**REQUIRED ACTION**
Across the data below, count every line where the string "storageLevel" appears. Answer with the number alone.

━━━ TASK DATA ━━━

PR #459, opened 2025-05-20
Stepper: Fix inaccuracies and oddities

### LINKED ISSUE #446: Stepper icon inaccuracies and oddities
> New Stepper icons also do not show as locked in the ase described here - this should also be fixed. 

 _Originally posted by @ValentinFutterer in [#393](https://github.com/tuwien-csd/damap-frontend/issues/393#issuecomment-2661667375)_

The new stepper mostly works fine, but there are a few edgecases where it doesnt function correctly.

When i add a dataset, the stepper is blank until it is saved:

Image

Step 7,8 (and 9 when the above issue is merged) should be locked when only an existing dataset is added, but they present like they are unlocked:

Step 5 is never shown as half-done, only empty until a storage is assigned to a dataset. (Also tied to the message in the last step)

Deleting all datasets leads to this for some reaso :) - until saved, then they turn normal.

Image

There could be more, try around yourself and see if you find anything.

BlueTechie:
## Description
Bugfix

#### What does this PR do?
Fixed the bugs specified in the issue below. 

For the first one (some icons being updated only after changes are saved, not after deleting a dataset), this seems to happen because of another issue with the summary service not updating correctly when deleting a dataset and will be fixed in a future PR.

Added and improved the clarity of some status messages in the summary service. 

Set the completeness of steps 7,8 & 9 to 0 if no new dataset has been specified (more precisely if no open new dataset for step 8 / no restricted new dataset for step 9 has been specified).

closes GH-446

### DIFF
--- a/libs/damap/src/assets/i18n/templates/en.json
+++ b/libs/damap/src/assets/i18n/templates/en.json
@@ -450,18 +450,19 @@
           }
         },
         "storage": {
-          "nonestored": "No (produced) datasets to be stored.",
-          "nodata": "No data defined yet.",
-          "alldata": "All (produced) datasets are stored.",
+          "allinfo": "All information necessary provided.",
+          "nonestored": "No datasets will be stored, as no produced or reused datasets have been specified.",
+          "missingstorage": "Some data is not stored.",
           "missingexplanation": " Usage explanation is missing."
         },
         "licensing": {
           "complete": "All information necessary provided.",
-          "incomplete": "Some information is missing."
+          "incomplete": "Some information is missing.",
+          "noproduceddata": "No produced dataset has been specified."
         },
         "repositories": {
           "nodata": "No data to be deposited.",
-          "nodataspecified": "No data defined yet.",
+          "noproduceddata": "No produced dataset has been specified.",
           "deposited": {
             "incomplete": "Not all data deposited yet.",
             "complete": "All data are deposited."
--- a/libs/damap/src/assets/i18n/templates/en.json
+++ b/libs/damap/src/assets/i18n/templates/en.json
@@ -453,7 +453,7 @@
           "allinfo": "All information necessary provided.",
           "nonestored": "No datasets will be stored, as no produced or reused datasets have been specified.",
           "missingstorage": "Some data is not stored.",
-          "missingexplanation": " Usage explanation is missing."
+          "missingexplanation": "Explanation for using external storage is missing."
         },
         "licensing": {
           "complete": "All information necessary provided.",
--- a/libs/damap/src/lib/components/dmp/dmp.component.ts
+++ b/libs/damap/src/lib/components/dmp/dmp.component.ts
@@ -203,7 +203,7 @@ export class DmpComponent implements OnInit, OnDestroy {
 
   get showStepIfNewDatasets() {
     return (
-      this.specifyDataStep.value.kind === DataKind.SPECIFY &&
+      this.specifyDataStep?.value.kind === DataKind.SPECIFY &&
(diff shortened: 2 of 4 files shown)


GeoffreyKarnbach (approved):
LGTM!

bitmotivator (approved):

libs/damap/src/assets/i18n/templates/en.json
```diff
@@ -444,18 +445,19 @@
...
         "licensing": {
           "complete": "All information necessary provided.",
-          "incomplete": "Some information is missing."
+          "incomplete": "Some information is missing.",
+          "noproduceddata": "No produced dataset has been specified."
         },
         "repositories": {
           "nodata": "No data to be deposited.",
-          "nodataspecified": "No data defined yet.",
+          "nonewdataset": "No produced dataset with open access has been specified.",
```
ValentinFutterer: This is a common misconception that only open data should be stored in repositories. restricted and even closed data should also be kept in repositories. This way, metadata about the data is still accessible. In the case for restricted data, it makes it easy to publish access conditions, since some people might have a legitimate reason to access restricted datasets. Repositories are also a much safer place to store data than a random harddrive (if you trust them)

libs/damap/src/assets/i18n/templates/en.json
```diff
@@ -444,18 +445,19 @@
           }
         },
         "storage": {
-          "nonestored": "No (produced) datasets to be stored.",
+          "nonestored": "No datasets to be stored since no produced dataset has been specified.",
```
ValentinFutterer: Its true that storage is mostly used for produced datasets, but it can also be relevant for reused datasets. Imagine you work with sensitive data - reviewers of the DMP might have an interest in knowing where you store this data during your project.

libs/damap/src/lib/components/dmp/dmp.component.ts
```diff
@@ -407,85 +408,94 @@ export class DmpComponent implements OnInit, OnDestroy {
...
+    style: string = '',
   ): boolean {
+    const inFirstRange = index < 3;
+    const inSecondRange = index >= 3 && index < 6;
+    const inThirdRange = index >= 6 && index < 9;
+    const isCosts = index === 9;
+    const isSummary = index === 10;
+
+    const completeness = this.checkCompletenessForm();
+
```
ValentinFutterer: I get wanting to group the steps, but using ranges is the wrong approach imo.  If you want to keep this, I would make it more verbose what these ranges represent by renaming. I like the isCosts, since you can expand it easily.

ValentinFutterer:
Trying to fix errors in the summary component is good, but I noticed some stuff thats not working correctly.

Why does this message show? I filled out everything in step 9? Why would I need a new restricted dataset?
image

I also left some comments for you to address. Can you please fix this and recheck if your summary component changes work as expected and if your fixes didnt impact the stepper component?

libs/damap/src/lib/services/summary.service.ts
```diff
@@ -232,24 +232,30 @@ export class SummaryService {
...
+    storageLevel.completeness = Math.max(
+      (storedDatasetsCount / datasets.length) * 100 - 25,
+      25,
+    );
+    if (storageLevel.completeness < 75) {
+      storageLevel.status.push('dmp.steps.summary.storage.missingstorage');
+    }
+
+    if (dmp.externalStorageInfo) {
+      storageLevel.completeness += 25;
```
ValentinFutterer: There is still a bug here, since you only need the externalStorageInfo when you are actually using external storages. But it a still flags it as incomplete when you are only using internal storages.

━━━

**TASK RESULT**
4